Я чувствовала, что мать выводит его из себя. Он говорил мне о том, насколько его раздражает ее громкий голос после моей тихой речи. Поделился он со мной и своими опасениями на тот счет, что могут подумать о ней мои друзья из числа знати. С одной стороны, он запрещал у себя в лаборатории всякие антисемитские замечания, а с другой — каждое утро разглядывал себя в зеркале, пытаясь определить, не начал ли его нос с годами выглядеть по-еврейски, как у нее. Он сам вел себя нелогично, не достойным разумного человека образом.
В конце концов мое почтительное обхождение со свекровью и моя беременность заставили ее сменить гнев на милость. Она стала обращаться со мной по-матерински и не позволяла мне ухаживать за ней. Она заставила меня лежать с приподнятыми ногами и сама взялась готовить, отчего наше питание заметно улучшилось.
Теперь Сара Хольвег часто рассказывала о том, какое трудное детство было у ее сына, и как он стремился быть выше этого и всячески показывал, что по отцовской линии он происходит из герцогского рода.
— У него нет большой силы в руках, — говорила она об Алексее, — но он определенно силен умом. Если он решит чего-нибудь добиться, обязательно этого добьется. Когда он был еще ребенком, цыганка нагадала мне, что он женится на девушке, не уступающей в знатности дочери императора, и станет одним из самых знаменитых людей своего времени. А еще она нагадала, — добавила свекровь, — что он умрет насильственной смертью, когда ему исполнится пятьдесят.
Я лишь улыбнулась, услышав о ее суеверии.
Что же касается религии, тут мы со свекровью полностью сходились, несмотря на наши различия в вероисповедании. Агностицизм ее сына был для нее предметом печальных раздумий.

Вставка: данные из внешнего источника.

PR #862, opened 2019-07-31
Include more details about the mapping profiles

Eibwen:
TODO still need to add a link to this from the other documentation pages, any thoughts on that?

I was a little confused because I followed a tutorial which used `classic`, and wasn't able to figure that out until looking at the source of the mapping definitions.  Thought having this details explained might be helpful in to others and for debugging

### DIFF
--- a/wiring_detail.md
+++ b/wiring_detail.md
@@ -1,0 +1,83 @@
+# Description
+This library supports a number of GPIO mappings.  The header column of this table can be passed to `--led-gpio-mapping=<name>` to have the library work with that GPIO mappings.
+
+The `pi1` mappings were quite limited on the number of GPIO outputs, so used the pins which hardware I²C needs.  If you use a modern RPi with more GPIO pins that mapping will work, but you cannot use I²C modules along with it.
+
+## HardwareMapping Property Name
+Bold numbers are **physical pins**, everything else is BCM GPIO pins
+|  | regular | adafruit-hat | adafruit-hat-pwm | regular-pi1 | classic | classic-pi1 | **HUB75 physical pin** |
+|---|---|---|---|---|---|---|---|
+| .output_enable | 18 | 4 | 18 | 18 | 27 | 0 \| 2 | **15** |
+| .clock | 17 | 17 | 17 | 17 | 11 | 1 \| 3 | **13** |
+| .strobe | 4 | 21 | 21 | 4 | 4 | 4 | **14** |
+| /* Address lines */ ||||
+| .a | 22 | 22 | 22 | 22 | 7 | 7 | **9** |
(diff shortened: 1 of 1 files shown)


hzeller:
(note, your table does not render properly with the github markdown. Try `grip` to test locally)

But I'd make it simpler to not confuse people too much.
I'd probably give less detail of the mapping here as t might change and it means the same information is in multiple places, but just point out that there are different hardware mappings that the user can use with the flag.

Maybe just a section in `wiring.md` which has a description that there are also different mappings available than the 'regular' one above, and then have a table: Probably a table that describes 'regular', 'adafruit-hat', 'adafruit-hat-pwm' ... etc. is a good idea.

Then, point to the [lib/hardware-mapping.c](https://github.com/hzeller/rpi-rgb-led-matrix/blob/master/lib/hardware-mapping.c) file for details if someone is interested or wants to build their own mapping.

If you find an old tutorial that points out the ancient mapping, please tell them to add a huge header that this is outdated and that they should go to https://github.com/hzeller/rpi-rgb-led-matrix/blob/master/wiring.md directly.

Eibwen:
Ah, I would have expected most of the mappings would not change, due to them being based on physical PCBs and all.

Actually in hindsight one goal I was having was debugging the hardware connections I had created back to the software ones.  But then I did end up just using the BCM GPIO numbers.... but ended up writing that all out on paper, and didn't update the table for that.

Would you consider a table of physical pins to physical pins be of similarly not adding much value due to being redundant/confusing?

>Probably a table that describes 'regular', 'adafruit-hat', 'adafruit-hat-pwm' ... etc. is a good idea.

What exactly do you mean by "describes" here?  Similar to my (now fixed) first table?  Or a table form of https://github.com/hzeller/rpi-rgb-led-matrix/blob/master/README.md#changing-parameters-via-command-line-flags with all the possible options included?:

| --led-gpio-mapping |
| --- |
| regular |
| adafruit-hat |
| adafruit-hat-pwm |
| regular-pi1 |
| classic |
| classic-pi1 |

(also where I made my mistake:) I can't recall if I found both that tutorial and your write up, but I believe I went with the ancient tutorial partially because it had the graphic with lines rendered connecting the pins, which at the time I felt was a good double-check for the work I was doing, and didn't check closely enough to realize that it didn't match up with your documentation

Attempted to submit feedback on the classic-rpi1 tutorial, but not certain if it actually worked or not with their interface.

hzeller:
I've now added a table with the GPIO mapping [directly in the wiring.md page](https://github.com/hzeller/rpi-rgb-led-matrix/blob/master/wiring.md#alternative-hardware-mappings), but put it in a foldable 'detaill section, so that it is not too prominent. What do you think ?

Верно ли она поступила, решив воспитывать его в духе веры его отца — лютеранства, надеясь, что его права когда-нибудь будут признаны?
— Когда я отправила его в воскресную школу, пастор попросил меня оставлять его дома, потому что он будоражил класс своими вопросами, — сказала она, и я не смогла удержаться от улыбки. — Но, может быть, он поймет, что его ребенка нельзя растить безбожником.
Алексей, когда мы с ним об этом поговорили, предоставил мне решать, каким должно быть религиозное воспитание нашего ребенка.
— Если он будет умным, он сам сумеет во всем для себя разобраться, — сказал он, — а если нет, тогда это не будет иметь никакого значения.
Перспектива иметь бестолкового ребенка его явно не устраивала.
Моя свекровь подумывала о том, не следует ли окрестить ребенка по лютеранскому обряду на тот случай, если семейство Аллензее решит признать его, в чем его отцу в свое время было отказано.
На меня же все эти прусские герцогские титулы не производили особого впечатления, и я собиралась крестить своего сына в русской православной церкви. Вероятно, потому что я очень располнела, все в один голос говорили, что у меня должен родиться мальчик. Назвать его мы решили Питером в честь одного его деда и Алексеем в честь отца и второго деда.
— И он должен быть умненький, — говорила няня. — Ведь у него отец — такой ученый человек, а его мать забивала себе голову всякими там математиками и прочими науками, пока его носила.